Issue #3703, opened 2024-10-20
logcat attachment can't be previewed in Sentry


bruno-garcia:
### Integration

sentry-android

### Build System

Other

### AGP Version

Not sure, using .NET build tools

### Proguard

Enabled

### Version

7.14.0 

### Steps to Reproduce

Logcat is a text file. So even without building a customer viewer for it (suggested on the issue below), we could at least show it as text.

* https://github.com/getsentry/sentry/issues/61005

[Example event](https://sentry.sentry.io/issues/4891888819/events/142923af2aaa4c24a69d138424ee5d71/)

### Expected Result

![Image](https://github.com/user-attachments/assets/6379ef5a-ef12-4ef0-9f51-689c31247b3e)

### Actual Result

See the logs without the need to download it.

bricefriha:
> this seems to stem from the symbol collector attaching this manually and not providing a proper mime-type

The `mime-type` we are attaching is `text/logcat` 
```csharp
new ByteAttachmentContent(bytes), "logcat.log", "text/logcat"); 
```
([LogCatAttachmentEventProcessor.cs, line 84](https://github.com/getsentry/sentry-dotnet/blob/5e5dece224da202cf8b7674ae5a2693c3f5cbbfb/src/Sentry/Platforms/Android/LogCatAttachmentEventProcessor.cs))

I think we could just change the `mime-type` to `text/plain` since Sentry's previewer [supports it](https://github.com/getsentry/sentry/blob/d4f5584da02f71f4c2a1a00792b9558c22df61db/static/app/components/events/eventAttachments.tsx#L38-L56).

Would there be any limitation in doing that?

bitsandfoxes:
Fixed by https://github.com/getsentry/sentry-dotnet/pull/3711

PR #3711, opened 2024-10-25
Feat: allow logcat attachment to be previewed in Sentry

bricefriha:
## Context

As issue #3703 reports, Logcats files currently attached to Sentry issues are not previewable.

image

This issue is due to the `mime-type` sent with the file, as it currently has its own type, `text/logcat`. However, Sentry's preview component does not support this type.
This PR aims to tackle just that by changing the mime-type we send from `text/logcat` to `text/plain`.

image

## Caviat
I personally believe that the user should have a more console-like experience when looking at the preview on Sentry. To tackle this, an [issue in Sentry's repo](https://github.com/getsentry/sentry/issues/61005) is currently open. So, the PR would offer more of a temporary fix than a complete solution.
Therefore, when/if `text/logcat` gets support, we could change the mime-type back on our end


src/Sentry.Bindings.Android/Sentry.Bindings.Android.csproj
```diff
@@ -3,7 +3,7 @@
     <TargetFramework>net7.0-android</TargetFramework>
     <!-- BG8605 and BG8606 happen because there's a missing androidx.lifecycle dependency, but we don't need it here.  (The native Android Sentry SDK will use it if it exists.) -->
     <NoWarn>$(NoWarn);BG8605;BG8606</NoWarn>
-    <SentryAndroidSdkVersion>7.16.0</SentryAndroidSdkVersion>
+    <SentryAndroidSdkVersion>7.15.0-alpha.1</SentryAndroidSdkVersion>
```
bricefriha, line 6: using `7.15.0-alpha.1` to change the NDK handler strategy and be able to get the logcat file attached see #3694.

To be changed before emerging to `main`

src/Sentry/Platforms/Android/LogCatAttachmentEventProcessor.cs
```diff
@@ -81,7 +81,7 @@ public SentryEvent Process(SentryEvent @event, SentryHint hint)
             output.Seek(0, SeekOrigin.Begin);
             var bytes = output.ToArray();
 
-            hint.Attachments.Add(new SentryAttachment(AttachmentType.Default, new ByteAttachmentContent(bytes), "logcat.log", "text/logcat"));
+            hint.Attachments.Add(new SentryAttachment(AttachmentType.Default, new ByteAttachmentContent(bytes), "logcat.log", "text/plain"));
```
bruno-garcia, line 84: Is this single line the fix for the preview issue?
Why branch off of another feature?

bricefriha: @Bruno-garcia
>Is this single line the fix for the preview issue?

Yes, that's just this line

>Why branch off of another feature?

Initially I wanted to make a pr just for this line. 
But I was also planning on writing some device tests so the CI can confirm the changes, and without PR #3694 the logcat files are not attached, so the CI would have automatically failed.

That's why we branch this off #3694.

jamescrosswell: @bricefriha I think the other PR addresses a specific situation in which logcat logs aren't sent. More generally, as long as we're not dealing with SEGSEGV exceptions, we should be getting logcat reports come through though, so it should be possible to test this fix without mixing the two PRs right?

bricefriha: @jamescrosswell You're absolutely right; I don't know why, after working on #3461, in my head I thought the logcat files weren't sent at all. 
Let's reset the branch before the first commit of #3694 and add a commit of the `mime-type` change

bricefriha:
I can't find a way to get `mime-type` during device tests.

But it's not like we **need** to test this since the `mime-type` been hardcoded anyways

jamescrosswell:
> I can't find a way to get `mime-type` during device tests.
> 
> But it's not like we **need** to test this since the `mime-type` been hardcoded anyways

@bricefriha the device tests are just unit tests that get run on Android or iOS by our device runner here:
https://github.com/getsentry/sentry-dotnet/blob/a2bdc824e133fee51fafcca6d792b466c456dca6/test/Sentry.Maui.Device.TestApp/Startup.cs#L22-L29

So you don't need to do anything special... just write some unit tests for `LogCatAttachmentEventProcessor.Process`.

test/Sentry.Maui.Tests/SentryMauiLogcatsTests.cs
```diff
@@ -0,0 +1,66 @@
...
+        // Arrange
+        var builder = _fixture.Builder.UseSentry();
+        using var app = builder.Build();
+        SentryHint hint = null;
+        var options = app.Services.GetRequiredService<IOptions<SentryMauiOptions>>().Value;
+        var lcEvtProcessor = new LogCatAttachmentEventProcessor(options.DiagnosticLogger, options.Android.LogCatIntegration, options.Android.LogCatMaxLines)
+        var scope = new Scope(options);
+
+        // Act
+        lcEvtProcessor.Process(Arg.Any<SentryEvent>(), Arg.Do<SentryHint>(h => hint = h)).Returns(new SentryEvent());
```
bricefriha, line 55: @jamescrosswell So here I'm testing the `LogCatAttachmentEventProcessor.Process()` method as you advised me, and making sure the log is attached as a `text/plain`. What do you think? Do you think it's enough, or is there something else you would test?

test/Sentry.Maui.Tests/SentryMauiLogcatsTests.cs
----
• [What you will do]:
Which lines of the material above hold the string "hardcoded"? Pull them out.

• [Solution below]:
But it's not like we **need** to test this since the `mime-type` been hardcoded anyways
> But it's not like we **need** to test this since the `mime-type` been hardcoded anyways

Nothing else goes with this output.